California Developers Build Vertiports Before Air Taxis Win Approval

Residential and commercial developers in Los Angeles and New York are installing vertiports and electric charging infrastructure ahead of Federal Aviation Administration certification for electric vertical takeoff and landing aircraft. Reuben Brothers Group converted an existing heliport atop its Park Elm luxury towers in Century City into a landing pad through a partnership with Joby Aviation and Blade Air Mobility, marketing the amenity to buyers paying up to $78 million for penthouse units. Archer Aviation purchased the master lease of Hawthorne Airport in Los Angeles County and plans to build a network of a dozen landing sites across the region. Stephen Ross entered a partnership with Archer to site vertiports at Hard Rock Stadium and other properties as part of a proposed Miami-area network.
The FAA launched its eVTOL Integration Pilot Program in March to run trials in eight locations, but the most optimistic projections for full certification place it in 2027 or 2028. Current regulations treat eVTOLs as helicopters, restricting them to existing helicopter routes and landing sites approved by the FAA. Los Angeles holds an advantage because 1970s building codes mandated helipads on tall buildings for fire safety, and the city launched its Urban Air Mobility Partnership in 2020. Companies like Joby, Archer and Beta Technologies are testing prototype models and raising billions of dollars to develop small multi-rotor electric vehicles with roughly 100-mile ranges.
Infrastructure challenges extend beyond regulatory approval. San Francisco International Airport concluded in a recent study that its helipads sit too far from terminals and that charging infrastructure costs would serve too small a population. Most existing helipads are privately held and many do not fully comply with FAA design guidelines, while building new ones requires navigating fire regulations, zoning approvals and special permits. New York City banned rooftop helicopter service in 1977 after a fatal crash atop the Pan-Am Building killed five people, and the city has seen a surge in noise complaints from increased helicopter traffic in recent years.

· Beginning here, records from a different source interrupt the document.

PR #724, opened 2022-02-01
WIP: Shape constructor asset pack

Areloch:
Packs TSShapeConstructors into asset definition taml file 
Also updates importers to facilitate this behavior

Requires #723


Azaezel:
to be revisited post 4.0 as this would purely be an editor-result file that goes unshipped with a finished product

Capacity and cost questions remain unresolved even as developers commit capital to landing infrastructure. Blade transported roughly 100,000 passengers last year across its New York City and South Europe routes, one-sixth the daily volume passing through Penn Station. The company currently charges $195 or more per person for helicopter flights from Manhattan helipads to airports or the Hamptons. Archer was named the official air taxi provider for the 2028 Los Angeles Olympics, contingent on FAA approval. Beta Technologies is pursuing cargo and emergency medical applications in rural areas before entering the passenger market, and has placed more than 50 eVTOL chargers at rural airports.